■ **TASK MATERIAL**

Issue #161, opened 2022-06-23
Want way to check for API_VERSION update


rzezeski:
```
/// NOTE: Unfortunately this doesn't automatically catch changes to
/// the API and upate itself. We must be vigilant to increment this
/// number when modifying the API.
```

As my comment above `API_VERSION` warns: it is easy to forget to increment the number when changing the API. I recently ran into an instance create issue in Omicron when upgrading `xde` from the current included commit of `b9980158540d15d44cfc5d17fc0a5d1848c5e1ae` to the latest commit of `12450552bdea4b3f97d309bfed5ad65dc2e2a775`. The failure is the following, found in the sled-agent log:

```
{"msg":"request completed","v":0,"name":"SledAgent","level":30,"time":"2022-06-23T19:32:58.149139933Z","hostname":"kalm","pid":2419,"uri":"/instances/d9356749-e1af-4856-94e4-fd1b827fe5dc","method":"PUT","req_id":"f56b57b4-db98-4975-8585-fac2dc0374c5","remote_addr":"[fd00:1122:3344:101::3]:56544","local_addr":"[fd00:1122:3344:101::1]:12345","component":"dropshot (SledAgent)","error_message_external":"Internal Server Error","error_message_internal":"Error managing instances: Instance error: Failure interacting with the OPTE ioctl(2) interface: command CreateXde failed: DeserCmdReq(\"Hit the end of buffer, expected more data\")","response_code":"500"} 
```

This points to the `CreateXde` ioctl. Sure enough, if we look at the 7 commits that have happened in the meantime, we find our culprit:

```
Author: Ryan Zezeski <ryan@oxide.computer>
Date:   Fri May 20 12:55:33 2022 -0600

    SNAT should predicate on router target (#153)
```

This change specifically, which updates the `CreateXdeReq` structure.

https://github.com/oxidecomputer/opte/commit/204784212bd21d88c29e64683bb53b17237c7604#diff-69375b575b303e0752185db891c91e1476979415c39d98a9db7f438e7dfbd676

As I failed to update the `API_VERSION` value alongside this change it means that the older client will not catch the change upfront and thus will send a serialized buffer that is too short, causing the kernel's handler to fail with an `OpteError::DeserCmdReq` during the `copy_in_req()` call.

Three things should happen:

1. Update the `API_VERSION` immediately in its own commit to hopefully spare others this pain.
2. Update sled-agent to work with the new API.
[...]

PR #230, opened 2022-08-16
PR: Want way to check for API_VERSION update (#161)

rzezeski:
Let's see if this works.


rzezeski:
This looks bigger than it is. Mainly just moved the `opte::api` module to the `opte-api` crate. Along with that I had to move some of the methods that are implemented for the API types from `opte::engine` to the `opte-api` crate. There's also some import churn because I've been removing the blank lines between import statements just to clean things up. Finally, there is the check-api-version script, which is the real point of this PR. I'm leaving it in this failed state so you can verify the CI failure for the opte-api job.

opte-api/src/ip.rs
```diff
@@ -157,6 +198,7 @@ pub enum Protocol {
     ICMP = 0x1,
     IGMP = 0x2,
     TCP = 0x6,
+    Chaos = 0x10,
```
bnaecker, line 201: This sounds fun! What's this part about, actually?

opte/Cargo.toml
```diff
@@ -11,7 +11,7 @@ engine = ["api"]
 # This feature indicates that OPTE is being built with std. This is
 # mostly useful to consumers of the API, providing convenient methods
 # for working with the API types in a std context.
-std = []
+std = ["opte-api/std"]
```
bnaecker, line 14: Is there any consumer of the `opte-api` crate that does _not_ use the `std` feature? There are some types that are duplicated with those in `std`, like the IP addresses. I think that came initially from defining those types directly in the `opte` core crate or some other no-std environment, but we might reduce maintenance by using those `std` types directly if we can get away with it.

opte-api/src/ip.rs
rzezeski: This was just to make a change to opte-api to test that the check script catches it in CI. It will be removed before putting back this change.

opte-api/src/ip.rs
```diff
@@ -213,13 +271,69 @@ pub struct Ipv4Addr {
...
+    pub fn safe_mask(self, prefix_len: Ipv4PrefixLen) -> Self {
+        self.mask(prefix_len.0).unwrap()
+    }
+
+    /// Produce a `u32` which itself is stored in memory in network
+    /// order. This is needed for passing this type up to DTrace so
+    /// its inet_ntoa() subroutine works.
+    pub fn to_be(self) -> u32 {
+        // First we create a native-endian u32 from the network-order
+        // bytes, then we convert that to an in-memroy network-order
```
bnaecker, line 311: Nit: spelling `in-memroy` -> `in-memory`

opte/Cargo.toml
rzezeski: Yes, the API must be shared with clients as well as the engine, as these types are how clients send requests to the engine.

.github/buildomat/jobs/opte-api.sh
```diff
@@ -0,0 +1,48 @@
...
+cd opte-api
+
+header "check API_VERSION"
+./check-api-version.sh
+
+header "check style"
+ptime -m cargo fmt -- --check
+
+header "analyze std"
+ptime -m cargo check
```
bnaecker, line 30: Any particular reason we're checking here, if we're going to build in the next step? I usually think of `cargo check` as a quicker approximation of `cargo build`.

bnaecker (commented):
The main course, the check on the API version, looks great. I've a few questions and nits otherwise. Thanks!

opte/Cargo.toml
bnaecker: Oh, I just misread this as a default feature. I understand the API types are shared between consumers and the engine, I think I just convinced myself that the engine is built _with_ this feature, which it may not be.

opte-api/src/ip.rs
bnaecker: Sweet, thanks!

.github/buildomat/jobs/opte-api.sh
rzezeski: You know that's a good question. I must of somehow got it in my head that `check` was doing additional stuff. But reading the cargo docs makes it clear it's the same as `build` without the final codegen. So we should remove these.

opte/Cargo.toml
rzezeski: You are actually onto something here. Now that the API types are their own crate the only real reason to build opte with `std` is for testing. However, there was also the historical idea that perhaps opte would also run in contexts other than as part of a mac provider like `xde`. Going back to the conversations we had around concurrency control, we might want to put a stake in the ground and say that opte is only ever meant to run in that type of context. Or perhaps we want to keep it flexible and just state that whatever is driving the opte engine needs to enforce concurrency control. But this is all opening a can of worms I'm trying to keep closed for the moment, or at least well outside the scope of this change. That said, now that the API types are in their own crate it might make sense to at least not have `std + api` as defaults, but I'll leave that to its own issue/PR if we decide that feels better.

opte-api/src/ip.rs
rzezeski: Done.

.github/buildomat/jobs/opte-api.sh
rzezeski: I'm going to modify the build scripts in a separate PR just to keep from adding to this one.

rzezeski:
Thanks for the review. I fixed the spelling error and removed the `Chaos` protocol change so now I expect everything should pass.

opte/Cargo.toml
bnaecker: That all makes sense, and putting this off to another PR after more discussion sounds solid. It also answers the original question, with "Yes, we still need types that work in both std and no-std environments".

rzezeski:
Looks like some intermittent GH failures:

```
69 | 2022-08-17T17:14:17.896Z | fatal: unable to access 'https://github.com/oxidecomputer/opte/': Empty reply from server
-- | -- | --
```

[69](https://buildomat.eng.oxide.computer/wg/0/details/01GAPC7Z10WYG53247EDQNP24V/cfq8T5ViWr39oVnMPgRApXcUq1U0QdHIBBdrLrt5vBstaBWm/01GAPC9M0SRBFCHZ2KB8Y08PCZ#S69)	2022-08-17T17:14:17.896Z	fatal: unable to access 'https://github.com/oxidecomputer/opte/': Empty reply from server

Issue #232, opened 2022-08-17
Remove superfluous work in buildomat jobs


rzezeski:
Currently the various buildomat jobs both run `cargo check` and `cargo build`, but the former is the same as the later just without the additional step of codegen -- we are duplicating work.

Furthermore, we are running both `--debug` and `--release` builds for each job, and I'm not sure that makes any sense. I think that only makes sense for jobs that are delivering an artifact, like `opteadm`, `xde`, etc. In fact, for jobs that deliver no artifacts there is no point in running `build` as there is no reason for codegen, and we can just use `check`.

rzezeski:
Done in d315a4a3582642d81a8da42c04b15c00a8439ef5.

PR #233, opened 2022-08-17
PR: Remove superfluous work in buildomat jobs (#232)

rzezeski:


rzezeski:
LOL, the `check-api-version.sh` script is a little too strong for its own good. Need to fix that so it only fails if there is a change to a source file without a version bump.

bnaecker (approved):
* * *
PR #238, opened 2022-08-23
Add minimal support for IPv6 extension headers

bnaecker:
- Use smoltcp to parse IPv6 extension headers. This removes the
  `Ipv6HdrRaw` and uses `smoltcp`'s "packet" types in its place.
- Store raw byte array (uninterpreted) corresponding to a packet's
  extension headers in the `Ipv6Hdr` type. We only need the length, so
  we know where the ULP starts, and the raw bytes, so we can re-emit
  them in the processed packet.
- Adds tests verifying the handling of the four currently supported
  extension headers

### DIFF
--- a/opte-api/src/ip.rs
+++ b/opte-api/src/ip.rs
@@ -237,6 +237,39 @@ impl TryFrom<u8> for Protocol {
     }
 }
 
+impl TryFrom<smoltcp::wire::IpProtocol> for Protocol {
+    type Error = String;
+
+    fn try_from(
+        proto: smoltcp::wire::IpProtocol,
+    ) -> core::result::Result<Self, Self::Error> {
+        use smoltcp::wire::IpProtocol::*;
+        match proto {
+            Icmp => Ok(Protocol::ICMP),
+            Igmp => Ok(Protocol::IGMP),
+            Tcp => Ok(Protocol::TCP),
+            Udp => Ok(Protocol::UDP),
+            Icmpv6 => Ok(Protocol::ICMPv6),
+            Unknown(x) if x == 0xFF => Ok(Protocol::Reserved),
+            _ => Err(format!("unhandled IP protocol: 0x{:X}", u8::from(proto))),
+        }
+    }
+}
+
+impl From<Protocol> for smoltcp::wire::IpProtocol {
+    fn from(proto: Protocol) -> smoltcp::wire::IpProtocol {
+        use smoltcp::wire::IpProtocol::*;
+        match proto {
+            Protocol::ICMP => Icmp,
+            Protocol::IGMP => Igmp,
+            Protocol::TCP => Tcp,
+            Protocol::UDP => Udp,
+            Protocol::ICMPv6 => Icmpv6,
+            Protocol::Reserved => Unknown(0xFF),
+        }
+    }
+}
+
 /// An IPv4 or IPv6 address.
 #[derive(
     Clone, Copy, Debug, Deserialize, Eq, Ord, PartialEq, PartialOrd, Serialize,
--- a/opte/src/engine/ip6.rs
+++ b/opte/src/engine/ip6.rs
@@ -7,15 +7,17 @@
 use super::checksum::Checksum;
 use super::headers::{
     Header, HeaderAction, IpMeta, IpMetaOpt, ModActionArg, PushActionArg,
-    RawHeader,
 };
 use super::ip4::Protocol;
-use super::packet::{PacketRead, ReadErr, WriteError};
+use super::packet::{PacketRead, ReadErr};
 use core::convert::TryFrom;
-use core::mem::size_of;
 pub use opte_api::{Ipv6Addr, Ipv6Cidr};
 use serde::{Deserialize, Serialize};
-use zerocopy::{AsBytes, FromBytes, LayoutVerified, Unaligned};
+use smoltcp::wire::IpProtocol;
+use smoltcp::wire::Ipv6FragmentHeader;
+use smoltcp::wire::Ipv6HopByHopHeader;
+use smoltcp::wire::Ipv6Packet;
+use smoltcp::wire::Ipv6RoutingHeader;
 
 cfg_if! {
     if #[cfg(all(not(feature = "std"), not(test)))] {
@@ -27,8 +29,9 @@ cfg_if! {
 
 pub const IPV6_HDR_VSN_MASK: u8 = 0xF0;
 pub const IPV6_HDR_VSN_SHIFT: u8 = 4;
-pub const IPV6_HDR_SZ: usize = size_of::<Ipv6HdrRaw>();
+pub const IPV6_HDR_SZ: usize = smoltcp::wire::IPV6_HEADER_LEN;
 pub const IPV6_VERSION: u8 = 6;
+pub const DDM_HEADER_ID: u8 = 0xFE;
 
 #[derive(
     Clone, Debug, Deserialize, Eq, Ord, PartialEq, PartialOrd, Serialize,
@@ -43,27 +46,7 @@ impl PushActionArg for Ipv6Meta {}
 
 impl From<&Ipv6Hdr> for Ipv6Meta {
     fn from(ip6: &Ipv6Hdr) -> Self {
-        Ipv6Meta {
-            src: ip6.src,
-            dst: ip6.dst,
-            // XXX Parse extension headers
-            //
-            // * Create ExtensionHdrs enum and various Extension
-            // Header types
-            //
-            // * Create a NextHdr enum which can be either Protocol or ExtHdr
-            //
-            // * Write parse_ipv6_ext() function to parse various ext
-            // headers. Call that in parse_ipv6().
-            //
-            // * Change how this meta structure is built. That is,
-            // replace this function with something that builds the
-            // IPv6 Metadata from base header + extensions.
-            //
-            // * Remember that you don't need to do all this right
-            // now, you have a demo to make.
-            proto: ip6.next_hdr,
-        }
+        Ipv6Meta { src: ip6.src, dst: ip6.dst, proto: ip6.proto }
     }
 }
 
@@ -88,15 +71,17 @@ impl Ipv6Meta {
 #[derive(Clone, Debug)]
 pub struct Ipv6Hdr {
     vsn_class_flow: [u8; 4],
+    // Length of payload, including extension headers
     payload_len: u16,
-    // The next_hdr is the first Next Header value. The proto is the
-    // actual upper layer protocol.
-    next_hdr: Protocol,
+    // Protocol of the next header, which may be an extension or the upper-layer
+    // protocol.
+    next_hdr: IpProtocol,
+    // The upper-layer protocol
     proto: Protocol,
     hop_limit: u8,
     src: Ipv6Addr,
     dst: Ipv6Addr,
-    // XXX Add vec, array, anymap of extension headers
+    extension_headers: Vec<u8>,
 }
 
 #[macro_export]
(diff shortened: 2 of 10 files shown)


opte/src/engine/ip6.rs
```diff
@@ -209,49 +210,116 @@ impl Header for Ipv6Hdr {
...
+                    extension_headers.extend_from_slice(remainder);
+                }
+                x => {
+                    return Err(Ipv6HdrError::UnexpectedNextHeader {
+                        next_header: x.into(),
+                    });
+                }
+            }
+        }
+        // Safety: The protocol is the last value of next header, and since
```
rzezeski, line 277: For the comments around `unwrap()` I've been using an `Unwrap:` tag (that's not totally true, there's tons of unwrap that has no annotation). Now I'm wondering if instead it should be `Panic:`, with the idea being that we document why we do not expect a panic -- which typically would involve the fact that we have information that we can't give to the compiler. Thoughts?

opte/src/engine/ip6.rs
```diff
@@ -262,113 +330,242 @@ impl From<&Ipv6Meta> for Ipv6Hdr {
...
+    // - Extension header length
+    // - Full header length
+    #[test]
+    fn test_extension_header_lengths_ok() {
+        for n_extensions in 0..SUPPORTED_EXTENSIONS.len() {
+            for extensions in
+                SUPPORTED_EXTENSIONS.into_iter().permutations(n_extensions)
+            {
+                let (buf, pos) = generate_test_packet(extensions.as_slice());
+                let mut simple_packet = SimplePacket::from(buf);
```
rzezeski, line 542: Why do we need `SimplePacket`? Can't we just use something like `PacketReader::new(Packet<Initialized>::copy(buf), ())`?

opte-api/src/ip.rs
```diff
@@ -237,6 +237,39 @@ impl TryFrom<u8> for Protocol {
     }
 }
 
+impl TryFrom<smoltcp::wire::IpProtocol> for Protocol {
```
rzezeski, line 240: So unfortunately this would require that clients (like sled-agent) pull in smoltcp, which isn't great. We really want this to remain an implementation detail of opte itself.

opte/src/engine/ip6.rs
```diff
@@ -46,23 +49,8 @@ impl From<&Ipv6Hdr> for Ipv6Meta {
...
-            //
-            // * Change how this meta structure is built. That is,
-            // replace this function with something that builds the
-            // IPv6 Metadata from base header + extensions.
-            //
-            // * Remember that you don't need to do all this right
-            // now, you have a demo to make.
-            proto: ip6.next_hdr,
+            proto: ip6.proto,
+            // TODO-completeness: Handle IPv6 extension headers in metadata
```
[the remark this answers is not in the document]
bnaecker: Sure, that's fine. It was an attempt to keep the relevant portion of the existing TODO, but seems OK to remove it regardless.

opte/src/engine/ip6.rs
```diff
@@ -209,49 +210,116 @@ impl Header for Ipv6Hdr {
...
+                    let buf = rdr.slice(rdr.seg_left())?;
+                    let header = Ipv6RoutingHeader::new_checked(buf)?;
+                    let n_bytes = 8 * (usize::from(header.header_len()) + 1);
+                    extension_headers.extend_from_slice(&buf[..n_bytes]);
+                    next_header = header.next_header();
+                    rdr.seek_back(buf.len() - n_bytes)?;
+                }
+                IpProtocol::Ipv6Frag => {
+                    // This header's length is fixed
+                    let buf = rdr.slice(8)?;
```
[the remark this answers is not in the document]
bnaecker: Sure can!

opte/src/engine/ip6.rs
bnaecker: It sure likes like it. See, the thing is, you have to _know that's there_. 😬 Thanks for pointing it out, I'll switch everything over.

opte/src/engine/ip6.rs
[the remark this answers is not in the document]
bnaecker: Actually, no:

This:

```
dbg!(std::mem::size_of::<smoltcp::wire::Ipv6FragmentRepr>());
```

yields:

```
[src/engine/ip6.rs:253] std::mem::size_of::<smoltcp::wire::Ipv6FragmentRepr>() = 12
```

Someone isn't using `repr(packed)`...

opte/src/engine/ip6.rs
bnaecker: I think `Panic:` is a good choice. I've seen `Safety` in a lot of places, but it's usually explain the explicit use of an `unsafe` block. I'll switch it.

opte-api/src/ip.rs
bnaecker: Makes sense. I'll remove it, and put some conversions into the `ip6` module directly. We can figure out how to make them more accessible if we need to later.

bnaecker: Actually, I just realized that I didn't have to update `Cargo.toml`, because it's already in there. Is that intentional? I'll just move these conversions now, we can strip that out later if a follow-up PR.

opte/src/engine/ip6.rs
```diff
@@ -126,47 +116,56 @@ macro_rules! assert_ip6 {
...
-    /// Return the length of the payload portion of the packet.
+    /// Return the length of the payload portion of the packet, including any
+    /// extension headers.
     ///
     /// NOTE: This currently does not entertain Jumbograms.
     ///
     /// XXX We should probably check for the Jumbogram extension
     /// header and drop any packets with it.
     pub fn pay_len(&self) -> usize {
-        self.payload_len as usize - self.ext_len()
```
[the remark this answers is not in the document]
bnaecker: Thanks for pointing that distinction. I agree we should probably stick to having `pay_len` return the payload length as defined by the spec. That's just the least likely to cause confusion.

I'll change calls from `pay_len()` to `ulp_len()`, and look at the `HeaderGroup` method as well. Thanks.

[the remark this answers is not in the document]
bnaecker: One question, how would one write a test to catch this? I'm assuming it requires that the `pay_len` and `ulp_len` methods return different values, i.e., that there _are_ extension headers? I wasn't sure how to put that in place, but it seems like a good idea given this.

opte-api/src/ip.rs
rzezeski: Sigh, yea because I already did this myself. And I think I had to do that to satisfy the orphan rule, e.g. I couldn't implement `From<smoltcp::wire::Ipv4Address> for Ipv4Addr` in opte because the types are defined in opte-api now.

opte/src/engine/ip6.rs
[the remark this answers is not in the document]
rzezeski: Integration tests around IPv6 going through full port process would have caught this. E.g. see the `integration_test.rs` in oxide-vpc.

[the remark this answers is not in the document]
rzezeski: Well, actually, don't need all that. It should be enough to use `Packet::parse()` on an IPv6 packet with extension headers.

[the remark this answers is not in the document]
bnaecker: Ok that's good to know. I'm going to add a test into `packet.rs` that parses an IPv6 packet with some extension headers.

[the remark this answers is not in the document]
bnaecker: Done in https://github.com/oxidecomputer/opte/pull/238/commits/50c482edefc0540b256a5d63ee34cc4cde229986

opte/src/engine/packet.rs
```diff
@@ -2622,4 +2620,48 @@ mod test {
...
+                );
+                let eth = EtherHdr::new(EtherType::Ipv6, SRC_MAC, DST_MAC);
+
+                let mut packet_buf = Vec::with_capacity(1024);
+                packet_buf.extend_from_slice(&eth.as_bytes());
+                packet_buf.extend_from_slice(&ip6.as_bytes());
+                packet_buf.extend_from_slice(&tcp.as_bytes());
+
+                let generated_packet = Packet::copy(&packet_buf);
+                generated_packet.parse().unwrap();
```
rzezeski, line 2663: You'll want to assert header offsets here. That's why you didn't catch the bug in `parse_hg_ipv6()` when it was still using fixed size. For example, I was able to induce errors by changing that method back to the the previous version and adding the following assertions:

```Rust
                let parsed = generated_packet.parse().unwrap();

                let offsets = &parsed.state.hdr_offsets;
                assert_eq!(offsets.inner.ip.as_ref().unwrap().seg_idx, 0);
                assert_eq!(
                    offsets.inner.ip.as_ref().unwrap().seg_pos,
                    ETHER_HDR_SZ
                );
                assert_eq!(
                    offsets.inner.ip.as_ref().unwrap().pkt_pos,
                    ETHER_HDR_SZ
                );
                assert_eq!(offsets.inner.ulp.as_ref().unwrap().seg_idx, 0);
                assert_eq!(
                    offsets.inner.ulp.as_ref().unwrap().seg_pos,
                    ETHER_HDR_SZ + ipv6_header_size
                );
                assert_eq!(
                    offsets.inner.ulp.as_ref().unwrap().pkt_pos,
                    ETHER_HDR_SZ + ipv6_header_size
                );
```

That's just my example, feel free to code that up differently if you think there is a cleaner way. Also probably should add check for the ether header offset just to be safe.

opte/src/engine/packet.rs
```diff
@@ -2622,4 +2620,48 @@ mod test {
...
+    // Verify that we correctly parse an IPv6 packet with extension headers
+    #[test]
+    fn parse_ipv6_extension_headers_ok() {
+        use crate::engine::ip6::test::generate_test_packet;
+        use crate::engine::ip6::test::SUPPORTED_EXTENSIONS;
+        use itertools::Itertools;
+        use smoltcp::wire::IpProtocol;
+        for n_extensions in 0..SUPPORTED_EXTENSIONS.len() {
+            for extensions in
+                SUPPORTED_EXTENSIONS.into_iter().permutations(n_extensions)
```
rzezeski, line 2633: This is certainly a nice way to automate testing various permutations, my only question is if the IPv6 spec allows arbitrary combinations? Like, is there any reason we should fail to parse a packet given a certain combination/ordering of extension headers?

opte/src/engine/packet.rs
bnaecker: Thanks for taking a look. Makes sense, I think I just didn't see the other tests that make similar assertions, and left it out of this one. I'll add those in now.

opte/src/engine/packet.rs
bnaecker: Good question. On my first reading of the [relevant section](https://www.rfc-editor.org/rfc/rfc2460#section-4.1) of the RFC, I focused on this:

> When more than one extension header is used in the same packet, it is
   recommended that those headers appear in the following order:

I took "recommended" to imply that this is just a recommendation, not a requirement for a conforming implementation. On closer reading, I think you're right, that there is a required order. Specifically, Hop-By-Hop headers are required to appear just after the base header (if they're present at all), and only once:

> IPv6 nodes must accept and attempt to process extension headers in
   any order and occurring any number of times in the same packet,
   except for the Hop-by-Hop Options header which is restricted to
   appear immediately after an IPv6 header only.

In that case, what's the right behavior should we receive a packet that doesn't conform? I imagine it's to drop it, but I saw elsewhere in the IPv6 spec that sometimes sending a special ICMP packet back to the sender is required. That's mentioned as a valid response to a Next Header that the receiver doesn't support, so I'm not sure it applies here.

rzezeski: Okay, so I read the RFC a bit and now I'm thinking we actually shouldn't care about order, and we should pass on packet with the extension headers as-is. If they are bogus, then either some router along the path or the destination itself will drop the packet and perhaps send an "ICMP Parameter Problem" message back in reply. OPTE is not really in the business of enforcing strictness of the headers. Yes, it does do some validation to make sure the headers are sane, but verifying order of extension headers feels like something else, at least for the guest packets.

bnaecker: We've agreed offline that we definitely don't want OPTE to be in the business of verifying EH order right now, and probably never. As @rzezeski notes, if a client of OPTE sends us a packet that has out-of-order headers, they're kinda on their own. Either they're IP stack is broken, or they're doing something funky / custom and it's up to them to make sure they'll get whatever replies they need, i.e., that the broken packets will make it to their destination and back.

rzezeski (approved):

■ **ASSIGNMENT**
Which lines of the material contain the string "really"? List each of them.

■ **RESULT OF THE TASK**
rzezeski, line 240: So unfortunately this would require that clients (like sled-agent) pull in smoltcp, which isn't great. We really want this to remain an implementation detail of opte itself.
rzezeski: Okay, so I read the RFC a bit and now I'm thinking we actually shouldn't care about order, and we should pass on packet with the extension headers as-is. If they are bogus, then either some router along the path or the destination itself will drop the packet and perhaps send an "ICMP Parameter Problem" message back in reply. OPTE is not really in the business of enforcing strictness of the headers. Yes, it does do some validation to make sure the headers are sane, but verifying order of extension headers feels like something else, at least for the guest packets.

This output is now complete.